Should a line below contain the word "shown", report it.

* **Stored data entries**
_____
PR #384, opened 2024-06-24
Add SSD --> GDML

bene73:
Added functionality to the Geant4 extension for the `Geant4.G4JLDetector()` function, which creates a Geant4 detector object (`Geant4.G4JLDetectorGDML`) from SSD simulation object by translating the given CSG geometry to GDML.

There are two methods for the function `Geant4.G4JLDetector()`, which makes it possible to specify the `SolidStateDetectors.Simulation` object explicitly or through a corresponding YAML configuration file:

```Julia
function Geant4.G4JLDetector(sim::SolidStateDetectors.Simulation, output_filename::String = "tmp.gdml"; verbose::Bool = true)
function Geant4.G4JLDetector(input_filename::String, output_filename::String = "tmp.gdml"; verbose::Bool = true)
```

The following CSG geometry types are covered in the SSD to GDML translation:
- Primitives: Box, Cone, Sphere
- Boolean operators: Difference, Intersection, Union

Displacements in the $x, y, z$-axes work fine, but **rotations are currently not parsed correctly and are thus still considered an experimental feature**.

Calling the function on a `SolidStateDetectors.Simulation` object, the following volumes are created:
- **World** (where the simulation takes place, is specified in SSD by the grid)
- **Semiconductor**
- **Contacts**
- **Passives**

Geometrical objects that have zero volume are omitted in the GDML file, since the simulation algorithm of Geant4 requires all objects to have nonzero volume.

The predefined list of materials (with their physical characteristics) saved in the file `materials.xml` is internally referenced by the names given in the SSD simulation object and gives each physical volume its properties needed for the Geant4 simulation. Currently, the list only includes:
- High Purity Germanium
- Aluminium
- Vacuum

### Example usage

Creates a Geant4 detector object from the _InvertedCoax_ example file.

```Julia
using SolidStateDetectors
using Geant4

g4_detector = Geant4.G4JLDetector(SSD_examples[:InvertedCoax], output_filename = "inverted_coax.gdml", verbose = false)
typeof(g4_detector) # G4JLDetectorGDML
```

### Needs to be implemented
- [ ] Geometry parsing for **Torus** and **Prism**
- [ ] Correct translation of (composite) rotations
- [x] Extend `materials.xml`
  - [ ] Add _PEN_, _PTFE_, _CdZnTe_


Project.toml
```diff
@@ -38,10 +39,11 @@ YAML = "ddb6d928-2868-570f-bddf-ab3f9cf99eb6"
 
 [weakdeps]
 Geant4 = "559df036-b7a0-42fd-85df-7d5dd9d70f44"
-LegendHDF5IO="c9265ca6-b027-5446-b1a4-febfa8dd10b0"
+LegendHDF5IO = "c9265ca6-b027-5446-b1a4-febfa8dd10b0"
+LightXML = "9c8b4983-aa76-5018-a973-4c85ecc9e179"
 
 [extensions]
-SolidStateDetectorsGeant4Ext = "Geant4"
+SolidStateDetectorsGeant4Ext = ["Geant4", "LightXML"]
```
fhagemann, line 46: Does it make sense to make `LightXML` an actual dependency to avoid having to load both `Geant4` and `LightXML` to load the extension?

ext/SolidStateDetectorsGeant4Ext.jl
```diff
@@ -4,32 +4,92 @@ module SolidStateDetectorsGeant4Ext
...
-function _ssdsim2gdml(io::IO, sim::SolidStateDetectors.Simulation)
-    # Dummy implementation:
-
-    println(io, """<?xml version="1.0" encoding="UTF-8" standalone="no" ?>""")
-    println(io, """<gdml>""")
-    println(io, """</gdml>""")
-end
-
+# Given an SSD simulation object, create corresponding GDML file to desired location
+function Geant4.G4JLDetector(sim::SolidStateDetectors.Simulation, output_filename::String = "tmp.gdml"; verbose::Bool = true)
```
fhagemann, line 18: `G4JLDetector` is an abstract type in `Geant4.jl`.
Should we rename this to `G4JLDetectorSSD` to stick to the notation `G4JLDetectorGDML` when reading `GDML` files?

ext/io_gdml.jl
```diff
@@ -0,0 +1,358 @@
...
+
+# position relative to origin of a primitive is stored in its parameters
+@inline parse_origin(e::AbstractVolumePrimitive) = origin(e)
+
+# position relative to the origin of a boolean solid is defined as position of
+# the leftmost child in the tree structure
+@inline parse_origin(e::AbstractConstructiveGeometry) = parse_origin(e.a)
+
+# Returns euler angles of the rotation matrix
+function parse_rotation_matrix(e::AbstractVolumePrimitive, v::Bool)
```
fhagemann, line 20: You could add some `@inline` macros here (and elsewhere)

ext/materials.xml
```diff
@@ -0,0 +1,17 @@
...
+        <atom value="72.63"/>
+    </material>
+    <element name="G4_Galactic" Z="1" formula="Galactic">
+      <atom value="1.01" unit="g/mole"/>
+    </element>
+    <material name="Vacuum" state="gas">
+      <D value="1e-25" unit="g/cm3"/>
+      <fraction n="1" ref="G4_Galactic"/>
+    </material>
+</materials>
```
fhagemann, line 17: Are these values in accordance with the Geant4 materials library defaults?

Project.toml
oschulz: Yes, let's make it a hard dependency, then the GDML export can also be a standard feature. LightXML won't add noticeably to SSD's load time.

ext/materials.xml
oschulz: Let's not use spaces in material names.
_____
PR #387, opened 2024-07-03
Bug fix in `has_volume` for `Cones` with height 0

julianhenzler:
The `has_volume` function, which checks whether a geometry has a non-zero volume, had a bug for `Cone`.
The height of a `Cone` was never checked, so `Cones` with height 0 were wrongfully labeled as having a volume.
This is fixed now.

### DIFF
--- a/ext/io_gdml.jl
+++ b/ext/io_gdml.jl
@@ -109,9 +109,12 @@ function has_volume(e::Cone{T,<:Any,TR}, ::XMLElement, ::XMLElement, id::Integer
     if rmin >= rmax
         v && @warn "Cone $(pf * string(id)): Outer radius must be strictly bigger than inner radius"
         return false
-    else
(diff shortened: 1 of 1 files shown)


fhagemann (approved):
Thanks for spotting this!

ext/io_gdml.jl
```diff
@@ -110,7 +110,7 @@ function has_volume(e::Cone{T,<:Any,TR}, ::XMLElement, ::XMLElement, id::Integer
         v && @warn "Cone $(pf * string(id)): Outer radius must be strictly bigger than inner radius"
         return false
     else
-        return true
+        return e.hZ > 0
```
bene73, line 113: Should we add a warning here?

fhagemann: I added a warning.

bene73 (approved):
_____
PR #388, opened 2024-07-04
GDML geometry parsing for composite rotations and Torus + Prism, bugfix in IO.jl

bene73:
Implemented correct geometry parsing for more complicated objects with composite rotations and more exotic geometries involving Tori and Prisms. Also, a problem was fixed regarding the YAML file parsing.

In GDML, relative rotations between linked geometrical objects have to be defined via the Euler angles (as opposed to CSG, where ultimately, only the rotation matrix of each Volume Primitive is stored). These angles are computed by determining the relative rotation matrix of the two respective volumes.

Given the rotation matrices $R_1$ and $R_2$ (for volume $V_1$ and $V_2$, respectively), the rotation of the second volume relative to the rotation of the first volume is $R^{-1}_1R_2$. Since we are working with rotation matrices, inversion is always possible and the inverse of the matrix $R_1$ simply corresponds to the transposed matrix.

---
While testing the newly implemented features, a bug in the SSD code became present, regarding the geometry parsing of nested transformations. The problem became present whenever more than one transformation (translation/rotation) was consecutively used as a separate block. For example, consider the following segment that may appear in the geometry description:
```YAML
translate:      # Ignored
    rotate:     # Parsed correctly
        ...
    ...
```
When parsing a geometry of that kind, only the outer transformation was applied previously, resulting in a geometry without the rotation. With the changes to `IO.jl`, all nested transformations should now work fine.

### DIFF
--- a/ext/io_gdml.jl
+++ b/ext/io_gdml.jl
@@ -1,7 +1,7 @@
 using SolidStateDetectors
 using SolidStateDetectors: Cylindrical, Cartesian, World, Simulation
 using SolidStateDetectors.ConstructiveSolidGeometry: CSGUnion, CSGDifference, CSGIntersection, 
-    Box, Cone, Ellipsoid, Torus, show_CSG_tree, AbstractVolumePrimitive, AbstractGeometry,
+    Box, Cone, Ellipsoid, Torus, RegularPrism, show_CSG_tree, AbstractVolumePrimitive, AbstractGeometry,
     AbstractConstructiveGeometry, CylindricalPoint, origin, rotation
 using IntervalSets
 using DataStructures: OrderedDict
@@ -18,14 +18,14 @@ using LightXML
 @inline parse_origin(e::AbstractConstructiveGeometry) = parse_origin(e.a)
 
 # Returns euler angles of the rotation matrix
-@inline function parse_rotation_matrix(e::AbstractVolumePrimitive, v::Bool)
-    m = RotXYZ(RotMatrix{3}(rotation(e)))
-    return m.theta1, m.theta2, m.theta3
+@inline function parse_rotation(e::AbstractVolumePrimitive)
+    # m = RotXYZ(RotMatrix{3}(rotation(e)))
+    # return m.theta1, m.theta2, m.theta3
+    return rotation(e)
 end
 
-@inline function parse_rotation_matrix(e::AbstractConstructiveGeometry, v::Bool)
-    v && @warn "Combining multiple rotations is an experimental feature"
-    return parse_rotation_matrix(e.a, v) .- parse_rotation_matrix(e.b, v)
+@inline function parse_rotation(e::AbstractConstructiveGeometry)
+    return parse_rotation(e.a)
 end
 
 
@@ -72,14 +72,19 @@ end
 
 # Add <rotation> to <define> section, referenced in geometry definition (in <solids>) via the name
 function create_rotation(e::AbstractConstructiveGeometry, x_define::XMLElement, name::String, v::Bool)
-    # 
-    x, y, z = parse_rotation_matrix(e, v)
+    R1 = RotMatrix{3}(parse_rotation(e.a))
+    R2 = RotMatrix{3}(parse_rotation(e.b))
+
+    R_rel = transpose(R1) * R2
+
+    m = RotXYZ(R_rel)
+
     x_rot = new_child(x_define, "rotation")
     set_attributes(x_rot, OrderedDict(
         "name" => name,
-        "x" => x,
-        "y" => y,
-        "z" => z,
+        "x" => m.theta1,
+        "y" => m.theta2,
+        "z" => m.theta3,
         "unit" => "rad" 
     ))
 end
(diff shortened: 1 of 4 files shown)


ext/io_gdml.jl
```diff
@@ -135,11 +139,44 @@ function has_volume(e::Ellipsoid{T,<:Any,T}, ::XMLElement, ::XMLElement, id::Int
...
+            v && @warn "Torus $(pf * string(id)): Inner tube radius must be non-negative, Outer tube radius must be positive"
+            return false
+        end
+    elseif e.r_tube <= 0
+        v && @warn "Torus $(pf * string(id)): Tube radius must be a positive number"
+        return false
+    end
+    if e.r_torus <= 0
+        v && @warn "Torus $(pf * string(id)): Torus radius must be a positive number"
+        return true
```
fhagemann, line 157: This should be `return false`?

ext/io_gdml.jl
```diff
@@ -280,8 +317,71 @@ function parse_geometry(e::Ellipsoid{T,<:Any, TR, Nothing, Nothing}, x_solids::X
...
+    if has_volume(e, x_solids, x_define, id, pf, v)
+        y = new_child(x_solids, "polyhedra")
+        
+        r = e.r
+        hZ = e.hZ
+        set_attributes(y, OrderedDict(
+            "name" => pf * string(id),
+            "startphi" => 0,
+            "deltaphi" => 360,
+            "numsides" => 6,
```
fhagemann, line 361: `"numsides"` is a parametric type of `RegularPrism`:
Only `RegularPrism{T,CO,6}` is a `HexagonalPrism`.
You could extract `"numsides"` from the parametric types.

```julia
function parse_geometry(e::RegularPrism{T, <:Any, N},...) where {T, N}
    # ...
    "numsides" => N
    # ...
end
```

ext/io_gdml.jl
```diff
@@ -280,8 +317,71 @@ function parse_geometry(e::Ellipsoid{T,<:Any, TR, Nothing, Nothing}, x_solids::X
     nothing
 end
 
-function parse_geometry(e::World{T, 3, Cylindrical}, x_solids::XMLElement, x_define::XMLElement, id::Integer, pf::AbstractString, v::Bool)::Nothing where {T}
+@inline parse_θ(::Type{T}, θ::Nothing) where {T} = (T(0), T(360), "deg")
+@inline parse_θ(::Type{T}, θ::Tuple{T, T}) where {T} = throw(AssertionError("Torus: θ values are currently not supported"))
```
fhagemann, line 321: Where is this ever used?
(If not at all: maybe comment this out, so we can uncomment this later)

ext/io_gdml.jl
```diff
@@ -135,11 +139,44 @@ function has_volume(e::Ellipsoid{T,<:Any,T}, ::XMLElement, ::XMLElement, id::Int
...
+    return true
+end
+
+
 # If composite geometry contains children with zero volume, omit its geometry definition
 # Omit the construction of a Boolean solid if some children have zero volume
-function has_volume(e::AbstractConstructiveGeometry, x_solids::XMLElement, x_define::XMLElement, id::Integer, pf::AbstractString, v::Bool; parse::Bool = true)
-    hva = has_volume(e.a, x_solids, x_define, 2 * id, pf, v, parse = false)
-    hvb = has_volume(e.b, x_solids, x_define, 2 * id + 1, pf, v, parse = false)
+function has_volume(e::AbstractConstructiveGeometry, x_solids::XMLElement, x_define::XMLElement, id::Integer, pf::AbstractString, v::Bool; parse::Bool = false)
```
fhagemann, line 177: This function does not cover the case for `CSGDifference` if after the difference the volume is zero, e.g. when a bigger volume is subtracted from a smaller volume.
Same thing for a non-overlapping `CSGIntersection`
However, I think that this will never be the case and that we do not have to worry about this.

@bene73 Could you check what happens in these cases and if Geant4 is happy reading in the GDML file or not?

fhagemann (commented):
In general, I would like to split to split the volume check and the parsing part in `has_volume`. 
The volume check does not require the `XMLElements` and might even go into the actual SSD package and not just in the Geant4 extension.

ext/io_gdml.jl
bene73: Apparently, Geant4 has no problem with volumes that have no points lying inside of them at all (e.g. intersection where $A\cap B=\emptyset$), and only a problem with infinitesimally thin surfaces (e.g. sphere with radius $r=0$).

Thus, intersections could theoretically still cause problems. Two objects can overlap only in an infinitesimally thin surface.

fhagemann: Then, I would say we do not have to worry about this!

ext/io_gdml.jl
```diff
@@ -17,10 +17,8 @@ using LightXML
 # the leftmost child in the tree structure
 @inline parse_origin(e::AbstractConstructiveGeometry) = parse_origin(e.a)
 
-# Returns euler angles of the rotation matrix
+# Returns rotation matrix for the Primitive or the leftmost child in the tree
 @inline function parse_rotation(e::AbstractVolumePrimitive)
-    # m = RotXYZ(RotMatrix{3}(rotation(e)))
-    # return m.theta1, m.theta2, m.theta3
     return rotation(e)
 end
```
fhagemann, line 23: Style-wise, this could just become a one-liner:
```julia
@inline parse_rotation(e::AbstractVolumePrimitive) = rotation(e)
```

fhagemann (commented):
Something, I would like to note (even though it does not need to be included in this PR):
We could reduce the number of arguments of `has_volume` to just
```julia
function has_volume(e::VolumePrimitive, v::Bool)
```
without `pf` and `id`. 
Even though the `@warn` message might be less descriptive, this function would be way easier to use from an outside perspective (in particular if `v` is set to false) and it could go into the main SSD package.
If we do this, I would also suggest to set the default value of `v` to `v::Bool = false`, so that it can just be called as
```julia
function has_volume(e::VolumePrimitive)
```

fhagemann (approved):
_____
* **TASK RESPONSE**
(diff shortened: 1 of 1 files shown)
(diff shortened: 1 of 4 files shown)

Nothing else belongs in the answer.